Plug Power Inc.
- Company type: Public
- Traded as: Nasdaq: PLUG; Russell 2000 component;
- ISIN: US72919P2020
- Industry: Alternative energy
- Founded: 1997; 29 years ago
- Headquarters: Latham, New York, US
- Key people: Jose Luis Crespo (CEO) Andrew Marsh (chairman)
- Products: Fuel cell systems
- Revenue: US$628 million (2024)
- Operating income: US$-1,078 million (2024)
- Net income: US$-2,104 million (2024)
- Total assets: US$5.764 billion (2022)
- Number of employees: 3,353 (2022)
- Subsidiaries: Hyvia (50%)
- Website: www.plugpower.com

= Plug Power =

American technology company

Plug Power Inc. is an American company engaged in the development of hydrogen fuel cell and electrolyzer systems that replace conventional batteries in equipment and vehicles powered by electricity. The company is headquartered in Slingerlands, New York, and has facilities in Spokane, Washington, and Rochester, New York.

Plug Power's GenDrive system integrates fuel cells manufactured by both Plug Power and Ballard Power Systems and incorporates a hydrogen storage system that allows the system to "recharge" in a matter of minutes as opposed to several hours for lead-acid batteries. It allows hydrogen-powered forklifts to run at a constant steady power. GenDrive units occupy the same space designed for conventional batteries.

==History==
Plug Power was founded in 1997 as a joint venture between DTE Energy and Mechanical Technology Inc. The company went public in October 1999.

The company was subject to a shareholder class action complaint for securities fraud following the IPO for allegedly misleading statements about their fuel cell technology capabilities and on its material sales and distribution relationship with General Electric. By order dated October 30, 2000, the Eastern District of New York court consolidated the complaints into one action, entitled Plug Power Inc. Securities Litigation, CV-00-5553 (ERK) (RML). On December 29, 2004, the company settled the matter with the sum of $5 million paid by Plug Power company directors to plaintiffs.

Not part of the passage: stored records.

PR #124, opened 2026-08-14
feat: add /observe /manage /run tips to splash banner

Ayush7614:
## Summary
- Add splash-banner tips so `/observe`, `/manage`, and `/run` are discoverable from the empty chat screen.

## Test plan
- [x] Open TUI with an empty chat and confirm the splash banner lists `/observe`, `/manage`, and `/run`.
- [x] Related tests pass (`src/tui/components/chat-log.test.tsx` if covered).

### DIFF
--- a/src/tui/components/splash-banner.tsx
+++ b/src/tui/components/splash-banner.tsx
@@ -22,10 +22,13 @@ export function SplashBanner(): ReactElement {
         <Tip left="Enter" right="submit message to the agent" />
         <Tip left="/help" right="list all slash commands" />
         <Tip left="/sessions" right="switch to a previous thread" />
+        <Tip left="/observe" right="view diagnostics and world state" />
+        <Tip left="/manage" right="jump to the Manage tab" />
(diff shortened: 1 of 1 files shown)


sosidudku1:
Thanks for this, and sorry it sat for a while.

The idea is right — `/observe` and `/manage` genuinely were missing from the start page. Unfortunately the patch can't be merged as-is, for two reasons.

The splash screen was rewritten in #151 to adapt to terminal size. The tip list no longer lives in `splash-banner.tsx`; it moved to `SPLASH_TIPS` in `splash-fit.ts`, where each entry carries a short description as well as a full one, and the list is dropped from the tail when the window is small. That's what the conflict is — the lines here no longer have a place to go.

The other thing: `/run` isn't a command of its own, it's an alias for `/chat`, and it returns you to single-view chat mode rather than starting a new run. So that tip would have been misleading.

I've carried the `/observe` and `/manage` tips over in the new format, placed near the tail so a narrow terminal still shows the basics first. Closing this one, but thank you for spotting the gap.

In February 2017, the company announced the first shipments of its ProGen fuel cell engines designed for electric delivery vehicles and the adoption of its GenDrive system by the USPS forklift fleet in Capitol Heights, Maryland.

In February 2020, the company introduced 125 kW Progen fuel cell engines for class 6, 7 & 8 trucks and heavy duty off-road equipment. In January 2021, SK Group, a major South Korean company, announced an investment of $1.5 billion in Plug Power for around 10% share. They will form a joint venture company in South Korea to supply hydrogen fuel cell products to Asian markets.

In January 2021, the company signed a memorandum of understanding with French automobile manufacturer Renault. The deal would launch a joint venture in France by the end of June 2021.

On March 2, 2021, Plug Power filed a Notification of Late Filing with the Securities and Exchange Commission stating that it could not timely file its annual report for the period ended December 31, 2020. On March 16, 2021, the company announced that they would have to restate financial statements for fiscal years 2018 and 2019 as well as some recent quarterly filings. It is subject to an ongoing shareholder class action lawsuit for securities fraud over alleged misrepresentations and/or failures to disclose its inability to timely file its 2020 annual report and material weaknesses in its internal controls over financial reporting.

Due to the rarity of hydrogen infrastructure, Plug Power delivers several mobile refueler solution for transit agencies and trucking fleet customers.

In January 2024 the company completed largest electrolytic liquid hydrogen production plant operating in the United States in Woodbine, Georgia. The plant is designed to produce 15 tons per day (TPD) of liquid electrolytic hydrogen. Through eight 5-megawatt (MW) PEM electrolyzers, water is separated into hydrogen and oxygen. The hydrogen gas is then condensed into liquid form at -423F to be delivered to customers’ hydrogen fueling stations through Plug’s logistics network using cryogenic trailers.

In October 2025, Plug Power announced it delivered the first of ten 10MW GenEco electrolyzer to Galp's Sines Refinery. The full 100MW deployment is expected to replace 20% of Galp's gray hydrogen and cut 110,000 tons of carbon dioxide annually.